Em um domingo morno de 7 de novembro de 1982, o Estádio Zezinho Magalhães, o popular Jauzão, fervilhava em Jaú. O Campeonato Paulista vivia sua fase crucial e o embate entre o aguerrido XV de Jaú e o tradicional Botafogo de Ribeirão Preto prometia faíscas. Não era apenas um jogo, mas um duelo de orgulhos do interior paulista, com o XV buscando provar sua força contra um Botafogo que, apesar de já não contar com a genialidade de Sócrates, ostentava um elenco respeitável e a experiência de nomes como o goleiro Wágner.

A partida começou elétrica, com o Pantera da Mogiana mostrando seu cartão de visitas. Perto dos 30 minutos do primeiro tempo, após uma trama bem urdida no meio-campo por Cica, a bola chegou aos pés do atacante Osmarzinho.

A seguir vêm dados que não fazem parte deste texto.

PR #10467, opened 2026-04-20
Update CostExile.java

Akse1ot:
Fixes CostExile validation for +withSharedCardType so the cost works correctly when selecting three or more cards that share a common card type.


Akse1ot:
I implemented this for my fork; it may also be useful to someone in the main branch.

Hanmac (approved):

PR #10468, opened 2026-04-20
Update HumanCostDecision.java

Akse1ot:
Adds a UI filter to HumanCostDecision that prevents incompatible cards from being selected when paying an exile cost with +withSharedCardType, especially for selections of three or more cards.

### DIFF
--- a/forge-gui/src/main/java/forge/player/HumanCostDecision.java
+++ b/forge-gui/src/main/java/forge/player/HumanCostDecision.java
@@ -374,32 +374,6 @@ public class HumanCostDecision extends CostDecisionMakerBase {
 
     // Inputs
 
-    private boolean sharesCommonCoreType(final Iterable<Card> cards) {
-        boolean foundAny = false;
-
-        for (CardType.CoreType coreType : CardType.CoreType.values()) {
-            boolean allHaveType = true;
-            boolean sawCard = false;
-
-            for (final Card card : cards) {
-                sawCard = true;
-                if (!card.getType().hasType(coreType)) {
-                    allHaveType = false;
-                    break;
-                }
-            }
-
-            if (sawCard) {
-                foundAny = true;
-                if (allHaveType) {
-                    return true;
-                }
-            }
-        }
-
-        return !foundAny;
-    }
-
     private PaymentDecision exileFromSame(final CostExile cost, final CardCollectionView list, final int nNeeded, final List<Player> payableZone) {
         if (nNeeded == 0) {
             return PaymentDecision.number(0);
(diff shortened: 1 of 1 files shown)


Akse1ot:
I implemented this for my fork; it may also be useful to someone in the main branch.

forge-gui/src/main/java/forge/player/HumanCostDecision.java
```diff
@@ -468,18 +503,58 @@ private PaymentDecision exileFromMiscZone(final CostExile cost, final int nNeede
...
+            return null;
+        }
+
+        final InputSelectCardsFromList inp = new InputSelectCardsFromList(controller, mandatory ? nNeeded : 0, nNeeded, typeList, ability) {
+            private static final long serialVersionUID = 1L;
+
+            @Override
+            protected boolean onCardSelected(final Card c, final List<Card> otherCardsToSelect, final ITriggerEvent triggerEvent) {
+                for (final Card selectedCard : this.selected) {
+                    if (!sharesAnyCoreType(selectedCard, c)) {
```
Hanmac: Use `CardType#sharesCardTypeWith`

Or better `Card#sharesCardTypeWith`

Akse1ot: Updated to use Card#sharesCardTypeWith and removed the custom helper.

forge-gui/src/main/java/forge/player/HumanCostDecision.java
```diff
@@ -468,18 +494,58 @@ private PaymentDecision exileFromMiscZone(final CostExile cost, final int nNeede
...
+            return null;
+        }
+
+        final CardCollection chosen = new CardCollection(inp.getSelected());
         if (chosen.size() < nNeeded) {
             return null;
         }
-        if (sharedType) {
-            if (!chosen.get(1).sharesCardTypeWith(chosen.get(0))) return null;
+        if (!sharesCommonCoreType(chosen)) {
```
Hanmac: @tool4ever can this really happen?
The `InputSelectCardsFromList` should prevent wrong targets anyway?

@Akse1ot so `sharesCommonCoreType` check can be removed?

Akse1ot: No, I don’t think it can be removed. The InputSelectCardsFromList filter only enforces pairwise sharesCardTypeWith checks against the already selected cards. For three or more cards that still allows combinations where every pair shares some card type, but the full set has no single common card type. sharesCommonCoreType is still needed as the final full-set validation.

Hanmac: `(!selectedCard.sharesCardTypeWith(c))`

this line already check that each selected card shares a card type with each other card

To a scenario where A, B, C only partially share some types can't happen

Akse1ot: If I understood the current logic correctly, the selection check is still pairwise via `sharesCardTypeWith`, so a case like this seems possible:

A = Artifact Creature  
B = Artifact Land  
C = Land Creature

Each pair shares a card type, but the full set does not share a single common card type. That was the reason I kept the final full-set validation.

If I misunderstood your intent or how this flow actually behaves here, then I apologize, and we can treat the issue as resolved.

Hanmac: It is still more clean if you take the first item `chosen.get(0)` and then run `sharesCardTypeWith` against it

Akse1ot: Updated as suggested. The selection filter now validates each additional card against the first selected card, and the extra final check was removed.

Hanmac (dismissed):

forge-gui/src/main/java/forge/player/HumanCostDecision.java
```diff
@@ -459,32 +459,68 @@ private PaymentDecision exileFromTop(final CostExile cost, final int nNeeded) {
...
     }
 
-    private PaymentDecision exileFromMiscZone(final CostExile cost, final int nNeeded, final CardCollection typeList, final boolean sharedType) {
-        // when it's always a single triggered card getting exiled don't act like it might be different by offering the zone for choice
-        if (cost.zoneRestriction == -1 && ability.isTrigger() && nNeeded == 1 && typeList.size() == 1) {
-            if (confirmAction(cost, Localizer.getInstance().getMessage("lblExileConfirm", typeList.getFirst().getTranslatedName()))) {
-                return PaymentDecision.card(typeList.getFirst());
-            }
-            return null;
+private PaymentDecision exileFromMiscZone(final CostExile cost, final int nNeeded, final CardCollection typeList, final boolean sharedType) {
```
Agetian: Formatting seems slightly off (no indentation now), otherwise lgtm

Hanmac (approved):

Issue #10429, opened 2026-04-17
Add support for online draft and sealed modes


MostCromulent:
## The Plan

**[Current design document](https://github.com/user-attachments/files/26805528/2026-04-12-network-draft-sealed-design.md)** as modified by **[discussion here](https://github.com/Card-Forge/forge/issues/9861#issuecomment-4245231008)**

Com frieza, ele driblou um zagueiro e finalizou no canto, sem chances para o goleiro do XV. O silêncio momentâneo da torcida logo deu lugar a um incentivo ainda maior, empurrando o time da casa.

Na segunda etapa, o XV de Jaú retornou com um ímpeto renovado. Aos 20 minutos, em uma jogada de pura raça, o promissor Wilson Mano, que anos depois brilharia em grandes clubes, se lançou na área após um escanteio. A bola sobrou para o zagueiro Toninho Costa, que, com um chute forte e rasteiro, balançou as redes, explodindo o Jauzão. O empate era o resultado da entrega do time jauense. Os minutos finais foram de tensão, com Wágner fazendo defesas cruciais e o XV pressionando. No apito final, o 1 a 1 refletia a batalha equilibrada, com cada equipe levando um ponto e a certeza de que a luta no Paulistão seria até o fim.